The reduction, which is also affecting processing volumes, also follows a drop in local cocoa production that has intensified competition between exporters and processors, according to exporters and grinders who spoke to Reuters.
Five Ivory Coast-based grinders and eight exporters said that beans from the current mid-crop harvest are of lower quality, with reduced fat and butter content, preventing factories from running at full capacity.
Processors are now buying only what they need for immediate use and operating with minimal inventories, abandoning the larger stockpiles held in previous seasons.
"We have, as usual, reserved the mid-crop for grinders, but they bought much less than last year," said a source at the Coffee and Cocoa Council (CCC). "They blame higher global cocoa prices and bean quality, which is more acidic and has less butter."
Butter has become very expensive and sales are slow, said the director of an international export company based in Abidjan.
"There’s no point in continuing to buy very expensive beans to produce butter that sells with difficulty. We had to slow down activity to preserve margins and profitability," he said.
Ivory Coast, which processes 750,000 metric tons of cocoa annually, has registered a decline in grinding this year, with April and May down 7% and 8.5% respectively, CCC data shows.

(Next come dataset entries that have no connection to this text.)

PR #1317, opened 2026-07-27
fix(fuse): enforce parent write/search checks before unlink (#1285)

### LINKED ISSUE #1285: [BUG]: FUSE unlink08 allows unlink on protected directories

Case unlink08 fails on curvine-fuse with POSIX semantic mismatch.

unlink08.c:41: TFAIL: unlink(<unwritable directory>) succeeded unexpectedly | unlink08.c:41: TFAIL: unlink(<unsearchable directory>) succeeded unexpectedly

Reproduction:

1. Start Curvine cluster and mount curvine-fuse.
2. Run LTP/FUSE case unlink08.
3. Observe failure versus Linux reference.

**Impact**

Operations match Linux reference behavior per LTP.

Align FUSE behavior with POSIX/Linux reference semantics for affected syscalls.

**Additional context**

Root-cause hypothesis: unlink08 indicates fuse unlink defect (hypothesis).

Evidence summary: unlink08.c:41: TFAIL: unlink(<unwritable directory>) succeeded unexpectedly | unlink08.c:41: TFAIL: unlink(<unsearchable directory>) succeeded unexpectedly

Acceptance / test gaps:

- FUSE-UNLINK affected cases pass

LJF-050:
# Summary

Enforce POSIX `may_delete` parent-directory write and search permission checks on Curvine FUSE `unlink` so protected parents reject unlink with `EACCES` under `check_permission`.

# Issue Describe / Design

Closes #1285

## Root cause

With `check_permission` enabled, FUSE `unlink` did not verify that the caller has write and search permission on the parent directory. As a result, LTP `unlink08` could remove files through unwritable (`0555`) or unsearchable (`0666`) parents.

## Fix approach

Before deleting the name, require `W_OK|X_OK` on the parent inode (`op.header.nodeid`), matching Linux VFS `may_delete` for the parent-permission portion of unlink. Sticky-bit ownership rules remain out of scope for this change.

# Changes

| `curvine-fuse/src/fs/curvine_file_system.rs` | Call `check_permissions(..., W_OK\|X_OK)` at the start of `unlink`; add unit coverage for the parent mask | Unlink through 0555/0666 parents now returns `EACCES` when `check_permission` is on |

# Test verified

| `make format` | PASS | fmt + clippy gate |
| `cargo test -p curvine-fuse --lib unlink_parent_may_delete` | PASS | Parent W/X mask unit test |
| LTP `unlink08` on fixed HEAD | PASS | Previously failed parent-permission assertions now pass |
| Full LTP profile on fixed HEAD | PASS for assigned set | `unlink08` absent; no new failure identities vs baseline; cleanup passed |

# Dependencies

- Related PRs: None
- Related issues: #1285
- Blocks / blocked by: None

### DIFF
--- a/curvine-fuse/src/fs/curvine_file_system.rs
+++ b/curvine-fuse/src/fs/curvine_file_system.rs
@@ -1489,6 +1489,10 @@ impl fs::FileSystem for CurvineFileSystem {
 
     async fn unlink(&self, op: Unlink<'_>) -> FuseResult<()> {
         let name = try_option!(op.name.to_str());
+        // Linux VFS may_delete requires MAY_WRITE|MAY_EXEC on the parent directory
+        // (LTP unlink08: unwritable 0555 and unsearchable 0666 parents must EACCES).
+        self.check_permissions(op.header, (libc::W_OK | libc::X_OK) as u32)
+            .await?;
         let path = self.state.get_path_common(op.header.nodeid, Some(name))?;
         self.ensure_writable_path(&path, RpcCode::Delete).await?;
         self.state.fs_unlink(op.header.nodeid, name).await?;
@@ -1829,6 +1833,39 @@ mod tests {
         assert!(CurvineFileSystem::posix_access_requires_mode_check(
             1000,
             libc::R_OK as u32
+        ));
+    }
+
+    #[test]
+    fn unlink_parent_may_delete_requires_write_and_search() {
+        use super::CurvineFileSystem;
+
+        // other class of 0555 (r-x): searchable but not writable
+        let unwritable_other = 0o5;
+        assert!(!CurvineFileSystem::permission_mask_allows(
+            unwritable_other,
+            (libc::W_OK | libc::X_OK) as u32
+        ));
+        assert!(CurvineFileSystem::permission_mask_allows(
+            unwritable_other,
+            libc::X_OK as u32
+        ));
+
+        // other class of 0666 (rw-): writable but not searchable
+        let unsearchable_other = 0o6;
+        assert!(!CurvineFileSystem::permission_mask_allows(
+            unsearchable_other,
+            (libc::W_OK | libc::X_OK) as u32
+        ));
+        assert!(CurvineFileSystem::permission_mask_allows(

The average free fatty acid (FFA) content, typically 1.75%, has spiked to 12% while bean count per 100 grams jumped from between 106 and 110 to 150 in the mid-crop, curbing processing yields further.
Grinders say they are struggling to pass higher costs for beans and processed products to chocolate makers and, ultimately, consumers.
"No one wants to pay more for lower-quality beans," said one processing company executive. "Plus, butter is so expensive that clients buy less and are looking for alternatives."
Another industry player said: "No one has six months of stock like before. We just have stock for a few weeks and process as we go, in reduced quantities."